◆ TASK ITEM
In the records below, find each line with "from" and copy it.

◆ RECORDS FOR THIS EXERCISE
Content starts
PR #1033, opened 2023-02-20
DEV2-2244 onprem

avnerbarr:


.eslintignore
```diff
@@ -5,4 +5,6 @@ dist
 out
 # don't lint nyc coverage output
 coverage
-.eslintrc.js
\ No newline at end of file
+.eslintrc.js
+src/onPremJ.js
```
Content ends
Content starts
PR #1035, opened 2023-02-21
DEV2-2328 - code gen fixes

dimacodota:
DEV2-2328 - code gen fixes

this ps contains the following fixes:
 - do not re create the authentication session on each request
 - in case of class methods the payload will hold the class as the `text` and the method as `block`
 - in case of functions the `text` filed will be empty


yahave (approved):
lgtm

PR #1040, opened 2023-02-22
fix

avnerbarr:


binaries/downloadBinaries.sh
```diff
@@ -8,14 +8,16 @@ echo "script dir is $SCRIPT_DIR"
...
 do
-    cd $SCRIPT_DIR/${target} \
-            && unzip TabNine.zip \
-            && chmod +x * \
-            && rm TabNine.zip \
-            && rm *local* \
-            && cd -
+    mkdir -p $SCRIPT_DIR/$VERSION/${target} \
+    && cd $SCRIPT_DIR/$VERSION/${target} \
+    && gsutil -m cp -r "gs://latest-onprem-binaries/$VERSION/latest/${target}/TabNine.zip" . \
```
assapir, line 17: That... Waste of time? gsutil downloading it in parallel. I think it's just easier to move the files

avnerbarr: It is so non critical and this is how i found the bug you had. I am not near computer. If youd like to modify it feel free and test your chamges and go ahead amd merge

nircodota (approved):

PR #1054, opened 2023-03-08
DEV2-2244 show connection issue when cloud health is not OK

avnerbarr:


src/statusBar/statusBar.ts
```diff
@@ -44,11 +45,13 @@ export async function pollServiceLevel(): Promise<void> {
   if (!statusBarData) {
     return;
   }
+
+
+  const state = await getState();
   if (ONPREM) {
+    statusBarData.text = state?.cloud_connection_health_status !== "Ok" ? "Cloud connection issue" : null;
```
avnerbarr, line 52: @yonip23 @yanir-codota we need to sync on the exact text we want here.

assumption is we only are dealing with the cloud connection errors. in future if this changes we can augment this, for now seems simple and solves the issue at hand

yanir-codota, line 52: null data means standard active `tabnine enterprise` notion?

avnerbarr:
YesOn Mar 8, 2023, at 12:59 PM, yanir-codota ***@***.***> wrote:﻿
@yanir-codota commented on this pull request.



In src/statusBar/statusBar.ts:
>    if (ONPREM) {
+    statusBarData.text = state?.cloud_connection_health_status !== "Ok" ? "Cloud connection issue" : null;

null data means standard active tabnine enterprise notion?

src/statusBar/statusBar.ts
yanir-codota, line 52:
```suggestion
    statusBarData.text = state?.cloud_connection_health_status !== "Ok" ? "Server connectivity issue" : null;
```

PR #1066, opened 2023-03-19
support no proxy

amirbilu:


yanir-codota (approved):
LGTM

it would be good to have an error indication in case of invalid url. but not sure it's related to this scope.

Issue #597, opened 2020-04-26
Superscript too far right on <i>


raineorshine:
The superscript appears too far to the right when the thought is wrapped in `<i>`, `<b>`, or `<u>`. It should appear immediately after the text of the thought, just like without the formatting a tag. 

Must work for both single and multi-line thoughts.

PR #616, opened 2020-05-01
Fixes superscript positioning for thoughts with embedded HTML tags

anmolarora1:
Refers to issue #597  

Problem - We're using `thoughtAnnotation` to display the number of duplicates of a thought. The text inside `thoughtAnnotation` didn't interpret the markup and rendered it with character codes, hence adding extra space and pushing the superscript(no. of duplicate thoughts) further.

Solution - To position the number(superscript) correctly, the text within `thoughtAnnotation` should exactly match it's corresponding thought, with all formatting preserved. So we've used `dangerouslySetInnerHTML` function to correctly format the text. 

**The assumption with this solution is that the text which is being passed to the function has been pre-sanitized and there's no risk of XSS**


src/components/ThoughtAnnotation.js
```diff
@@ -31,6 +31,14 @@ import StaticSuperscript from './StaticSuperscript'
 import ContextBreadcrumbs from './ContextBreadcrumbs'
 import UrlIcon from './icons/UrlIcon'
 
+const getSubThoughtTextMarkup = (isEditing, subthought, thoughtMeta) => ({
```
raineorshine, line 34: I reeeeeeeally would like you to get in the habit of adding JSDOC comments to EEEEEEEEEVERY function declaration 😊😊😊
Content ends
Content starts
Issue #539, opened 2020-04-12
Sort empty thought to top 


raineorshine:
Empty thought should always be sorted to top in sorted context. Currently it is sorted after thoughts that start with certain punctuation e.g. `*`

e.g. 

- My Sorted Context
Content ends
◆ EXERCISE RESPONSE
@@ -31,6 +31,14 @@ import StaticSuperscript from './StaticSuperscript'
 import ContextBreadcrumbs from './ContextBreadcrumbs'
 import UrlIcon from './icons/UrlIcon'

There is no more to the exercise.